2. Accounting Policies
2.1. Basis of Preparation of Financial Statements
The financial statements have been prepared under the historical cost convention and in accordance with Financial Reporting Standard 102 section 1A Small Entities "The Financial Reporting Standard applicable in the UK and Republic of Ireland" and the Companies Act 2006.
2.2. Turnover
Turnover is measured at the fair value of the consideration received or receivable, net of discounts and value added taxes. Turnover includes revenue earned from the sale of goods and from the rendering of services. Turnover is reduced for estimated customer returns, rebates and other similar allowances.

Rendering of services
Turnover from the rendering of services is recognised by reference to the stage of completion of the contract. The stage of completion of a contract is measured by comparing the costs incurred for work performed to date to the total estimated contract costs. Turnover is only recognised to the extent of recoverable expenses when the outcome of a contract cannot be estimated reliably.
2.3. Intangible Fixed Assets and Amortisation - Other Intangible
Other intangible assets are Goodwill. It is amortised to profit and loss account over its estimated economic life of 5 years.

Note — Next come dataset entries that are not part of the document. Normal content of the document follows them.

PR #6829, opened 2026-06-12
fix: netlify bug where different contexts would be deleted

mathnogueira:
## Context

When you have a variable with multiple values, a sync would cause the other environment values to be deleted. This fixes it and simplifies the code on how to run the sync.

## Steps to verify the change

1. Create a netlify connection
2. create two syncs for different environments (dev and prod for example)
3. Create secrets in the project, make sure to create variables with same name (ENVIRONMENT: prod/dev values for example)
4. Run the syncs and make sure all variables were added and the values are preserved

1. Create a secret in netlify with same name as a variable you have in Infisical
2. Sync it
3. See that the other environment values are deleted (this is intended because we can't get the existing value of a secret, it's resolved as `****************`

## Type

- [x] Fix
- [ ] Feature
- [ ] Improvement
- [ ] Breaking
- [ ] Docs
- [ ] Chore

## Checklist

- [x] Tested locally

### DIFF
--- a/backend/src/services/app-connection/netlify/netlify-connection-public-client.ts
+++ b/backend/src/services/app-connection/netlify/netlify-connection-public-client.ts
@@ -94,23 +94,30 @@ class NetlifyPublicClient {
     }
   }
 
-  async getVariables(
-    connection: TNetlifyConnectionConfig,
-    { account_id, ...params }: NetlifyParams,
-    limit: number = 50,
-    page: number = 1
-  ) {
-    const res = await this.send<TNetlifyVariable[]>(connection, {
-      method: "GET",
-      url: `/accounts/${account_id}/env`,
-      params: {
-        ...params,
-        limit,
-        page
-      }
-    });
+  async getVariables(connection: TNetlifyConnectionConfig, { account_id, ...params }: NetlifyParams) {
+    const PAGE_SIZE = 100;
+    const allVariables: TNetlifyVariable[] = [];
+    let page = 1;
 
-    return res;
+    // eslint-disable-next-line no-constant-condition, @typescript-eslint/no-unnecessary-condition
+    while (true) {
+      const res = await this.send<TNetlifyVariable[]>(connection, {
+        method: "GET",
+        url: `/accounts/${account_id}/env`,
+        params: {
+          ...params,
+          limit: PAGE_SIZE,
+          page
+        }
+      });
+
+      allVariables.push(...res);
+
+      if (res.length < PAGE_SIZE) break;
+      page += 1;
+    }
+
+    return allVariables;
   }
 
   async createVariable(
--- a/backend/src/services/app-connection/netlify/netlify-connection-public-client.ts
+++ b/backend/src/services/app-connection/netlify/netlify-connection-public-client.ts
@@ -102,7 +102,7 @@ class NetlifyPublicClient {
   }
 
   async getVariables(connection: TNetlifyConnectionConfig, { account_id, ...params }: NetlifyParams) {
-    // This public endpoint doesn't support validation, but it also returns all variables.
+    // This public endpoint doesn't support pagination, but it also returns all variables.
     // Tested with 900 secrets.
     return this.send<TNetlifyVariable[]>(connection, {
       method: "GET",
--- a/backend/src/services/app-connection/netlify/netlify-connection-public-client.ts
+++ b/backend/src/services/app-connection/netlify/netlify-connection-public-client.ts
@@ -202,13 +202,13 @@ class NetlifyPublicClient {
 
   async deleteVariableValue(
     connection: TNetlifyConnectionConfig,
-    { account_id, value_id, ...params }: NetlifyParams & { value_id: string },
+    { account_id, ...params }: NetlifyParams,
     variable: Pick<TNetlifyVariable, "key" | "id">
   ) {
     try {
       const res = await this.send<TNetlifyVariable>(connection, {
         method: "DELETE",
-        url: `/accounts/${account_id}/${variable.key}/value/${value_id}`,
+        url: `/accounts/${account_id}/env/${variable.key}/value/${variable.id}`,
         params
       });
 
--- a/backend/src/services/app-connection/netlify/netlify-connection-public-client.ts
+++ b/backend/src/services/app-connection/netlify/netlify-connection-public-client.ts
@@ -5,10 +5,10 @@ import { AxiosInstance, AxiosRequestConfig, AxiosResponse, HttpStatusCode, isAxi
 
 import { createRequestClient } from "@app/lib/config/request";
 import { IntegrationUrls } from "@app/services/integration-auth/integration-list";
+import { NetlifySyncContext } from "@app/services/secret-sync/netlify";
 
 import { NetlifyConnectionMethod } from "./netlify-connection-constants";
 import { TNetlifyAccount, TNetlifyConnectionConfig, TNetlifySite, TNetlifyVariable } from "./netlify-connection-types";
-import { NetlifySyncContext } from "@app/services/secret-sync/netlify";
 
 export function getNetlifyAuthHeaders(connection: TNetlifyConnectionConfig): Record<string, string> {
   switch (connection.method) {
@@ -104,7 +104,7 @@ class NetlifyPublicClient {
   async getVariables(connection: TNetlifyConnectionConfig, { account_id, ...params }: NetlifyParams) {
     // This public endpoint doesn't support validation, but it also returns all variables.
     // Tested with 900 secrets.
-    return await this.send<TNetlifyVariable[]>(connection, {
+    return this.send<TNetlifyVariable[]>(connection, {
       method: "GET",
       url: `/accounts/${account_id}/env`,
       params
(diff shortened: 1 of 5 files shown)


backend/src/services/secret-sync/netlify/netlify-sync-fns.ts
```diff
@@ -41,78 +41,124 @@ export const NetlifySyncFns = {
...
       }
     }
 
-    if (disableSecretDeletion) return;
+    for await (const key of variablesToUpdate) {
+      try {
+        const existingVar = existingInNetlify[key];
+
+        if (existingVar.is_secret) {
+          await NetlifyPublicAPI.deleteVariable(secretSync.connection, params, { key });
```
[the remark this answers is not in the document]
mathnogueira: Well, this behavior was not changed. We might need to discuss if this is something we want to prevent. The only think that is not clear is if we want to allow users to use `secrets` in Netlify or just variables.

backend/src/services/app-connection/netlify/netlify-connection-public-client.ts
```diff
@@ -94,23 +94,30 @@ class NetlifyPublicClient {
...
+          ...params,
+          limit: PAGE_SIZE,
+          page
+        }
+      });
 
-    return res;
+      allVariables.push(...res);
+
+      if (res.length < PAGE_SIZE) break;
```
adilsitos: maybe a good validation to have on this loop is to check if the response status is a 429, and in this case, perform a sleep. we can even have a maximum amount of retries in case several 429 happens.

backend/src/services/secret-sync/netlify/netlify-sync-fns.ts
```diff
@@ -41,78 +41,124 @@ export const NetlifySyncFns = {
...
 
-    const existing = Object.fromEntries(variables.map((variable) => [variable.key, variable]));
+    const params = {
+      ...baseParams,
+      context_name: config.context,
+    };
 
-    for await (const key of Object.keys(secretMap)) {
+    const variables = await NetlifyPublicAPI.getVariables(secretSync.connection, baseParams);
+    const existingInNetlify = Object.fromEntries(variables.map((variable) => [variable.key, variable]));
```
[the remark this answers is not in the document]
adilsitos: if you check how `getVariables` work you will see there is a pagination implementation there.

backend/src/services/secret-sync/netlify/netlify-sync-fns.ts
```diff
@@ -41,78 +41,126 @@ export const NetlifySyncFns = {
...
+          await NetlifyPublicAPI.updateVariable(secretSync.connection, params, {
+            key,
+            is_secret: false,
+            values: mergedValues
+          });
+        }
+      } catch (error) {
+        throw new SecretSyncError({ error, secretKey: key });
+      }
+    }
```
adilsitos: this new approach is fine for me, but the upsert operation is not being used anymore. Maybe we can remove that.

backend/src/services/secret-sync/netlify/netlify-sync-fns.ts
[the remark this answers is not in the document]
adilsitos: gotcha. I would send a message on the secret channel to validate which approach we should follow. 

as a reference, in other syncs that we cannot change the secrets (github and travis ci), we do not let the user choose if they want to import and delete, we force them to handle everything inside infisical. In this case, I think this would also make sense, but maybe it is good to check with @varonix0

backend/src/services/secret-sync/netlify/netlify-sync-fns.ts
```diff
@@ -41,78 +41,126 @@ export const NetlifySyncFns = {
...
+          const variable = existingSecrets[secret];
+          const remainingValues = variable.values.filter((v) => v.context !== config.context);
+
+          // We skip updating variables in case of `is_secret`, otherwise we override the
+          // correct value with a masked one.
+          if (remainingValues.length > 0 && !variable.is_secret) {
+            await NetlifyPublicAPI.updateVariable(secretSync.connection, params, {
+              key: secret,
+              values: remainingValues
+            });
```
adilsitos: why are we updating the secrets on the delete operation? I don't think I understood the idea behind this.

backend/src/services/app-connection/netlify/netlify-connection-public-client.ts
```diff
@@ -94,23 +94,30 @@ class NetlifyPublicClient {
...
-      method: "GET",
-      url: `/accounts/${account_id}/env`,
-      params: {
-        ...params,
-        limit,
-        page
-      }
-    });
+  async getVariables(connection: TNetlifyConnectionConfig, { account_id, ...params }: NetlifyParams) {
+    const PAGE_SIZE = 100;
```
adilsitos: this pagination approach is not working properly, it is causing an infinite loop 

https://github.com/user-attachments/assets/b66fe7bd-7534-4767-8919-f982bb080ba4

adilsitos (changes requested):

backend/src/services/secret-sync/netlify/netlify-sync-fns.ts
mathnogueira: because netlify's way to keep multiple environments (contexts is the name they use) is to keep an array of values. 

So if you are deleting prod's value, I still need to update the array in case there's remaining values (staging, dev, etc). If prod is the only one and you delete it, this falls into the `else` block where we delete the variable.

adilsitos (changes requested):
One more thing that I forgot to mention. If we let the user choose all contexts to make the syncs, we need to make this more clear on the UI (and also on the docs) that this will erase what happen with other secret syncs. Maybe something similar to what we have [here](https://infisical.com/docs/integrations/secret-syncs/vercel#vercel-sync)

```
Team-scoped sync — initial import scope matching
On the initial import, Infisical only imports Vercel shared environment variables whose scope exactly matches this sync’s configuration (same target environments, target projects, and Apply to all Custom Environments flag). Variables covering a broader set of environments — or split across separate records per environment — will not be imported. The next sync will detach those records and create a new one for the sync’s scope using the value from Infisical.
Example: Vercel has a single shared variable FOO scoped to Production and Preview, but the sync targets only Production. FOO is not imported. On the next sync, the existing FOO is rescoped to Preview (value preserved) and a new FOO record is created for Production with the value from Infisical.
```

it is not the same problem, but worth letting the user know about it.

backend/src/services/secret-sync/netlify/netlify-sync-fns.ts
```diff
@@ -41,78 +42,110 @@ export const NetlifySyncFns = {
...
+
+        // We skip updating variables in case of `is_secret`, otherwise we override the
+        // correct value with a masked one.
+        if (remainingValues.length > 0 && !variable.is_secret) {
+          await NetlifyPublicAPI.updateVariable(secretSync.connection, params, {
+            key,
+            values: remainingValues
           });
+        } else {
+          await NetlifyPublicAPI.deleteVariable(secretSync.connection, params, { key });
```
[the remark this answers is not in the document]
mathnogueira: we don't check for is_secret anymore.

backend/src/services/secret-sync/netlify/netlify-sync-fns.ts
```diff
@@ -41,78 +42,113 @@ export const NetlifySyncFns = {
...
+    const variablesToCreate = Object.keys(secretMap).filter((key) => !existingInNetlify[key]);
+    const variablesToUpdate = Object.keys(secretMap).filter((key) => existingInNetlify[key]);
+    const variablesToDelete = disableSecretDeletion
+      ? []
+      : // eslint-disable-next-line @typescript-eslint/no-unsafe-argument
+        Object.keys(existingInNetlify).filter(
+          (key) =>
+            !secretMap[key] &&
+            matchesSchema(key, environment?.slug || "", keySchema) &&
+            existingInNetlify[key].values.some((v) => v.context === config.context)
```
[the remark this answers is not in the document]
mathnogueira: removed fallback to `all` and send `undefined` instead in update.

docs/integrations/secret-syncs/netlify.mdx
```diff
@@ -39,6 +39,9 @@ description: "Learn how to configure a Netlify Sync for Infisical."
         - **Account**: The Netlify Account to be used.
         - **Site**: The Netlify site where secrets should be synced.
         - **Context**: The Netlify deployment context where secrets should be created in.
+        <Info>
```
adilsitos, line 42: I think it is worth adding a summarized version of this on the frontend as well in case the context is not selected. If you want to add a more descriptive one, we can have something like the second image.

Image

Image

backend/src/services/app-connection/netlify/netlify-connection-public-client.ts
```diff
@@ -94,23 +101,14 @@ class NetlifyPublicClient {
...
 
-  async getVariables(
-    connection: TNetlifyConnectionConfig,
-    { account_id, ...params }: NetlifyParams,
-    limit: number = 50,
-    page: number = 1
-  ) {
-    const res = await this.send<TNetlifyVariable[]>(connection, {
+  async getVariables(connection: TNetlifyConnectionConfig, { account_id, ...params }: NetlifyParams) {
+    // This public endpoint doesn't support validation, but it also returns all variables.
```
adilsitos: I think it is `pagination`, right?

adilsitos (commented):
it is working! Just two small final comments

docs/integrations/secret-syncs/netlify.mdx
mathnogueira: Image

adilsitos (approved):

2.4. Tangible Fixed Assets and Depreciation
Tangible fixed assets are measured at cost less accumulated depreciation and any accumulated impairment losses. Depreciation is provided at rates calculated to write off the cost of the fixed assets, less their estimated residual value, over their expected useful lives on the following bases:
Motor Vehicles 20% Straight Line
Fixtures & Fittings 20% Straight Line
2.5. Leasing and Hire Purchase Contracts
Assets obtained under finance leases are capitalised as tangible fixed assets. Assets acquired under finance leases are depreciated over the shorter of the lease term and their useful lives. Assets acquired under hire purchase contracts are depreciated over their useful lives. Finance leases are those where substantially all of the benefits and risks of ownership are assumed by the company. Obligations under such agreements are included in the creditors net of the finance charge allocated to future periods. The finance element of the rental payment is charged to the profit and loss account so as to produce a constant periodic rate of charge on the net obligation outstanding in each period.

Rentals applicable to operating leases where substantially all of the benefits and risks of ownership remain with the lessor are charged to profit and loss account as incurred.
2.6. Stocks and Work in Progress
Stocks and work in progress are valued at the lower of cost and net realisable value after making due allowance for obsolete and slow-moving stocks. Cost includes all direct costs and an appropriate proportion of fixed and variable overheads. Work-in-progress is reflected in the accounts on a contract by contract basis by recording turnover and related costs as contract activity progresses.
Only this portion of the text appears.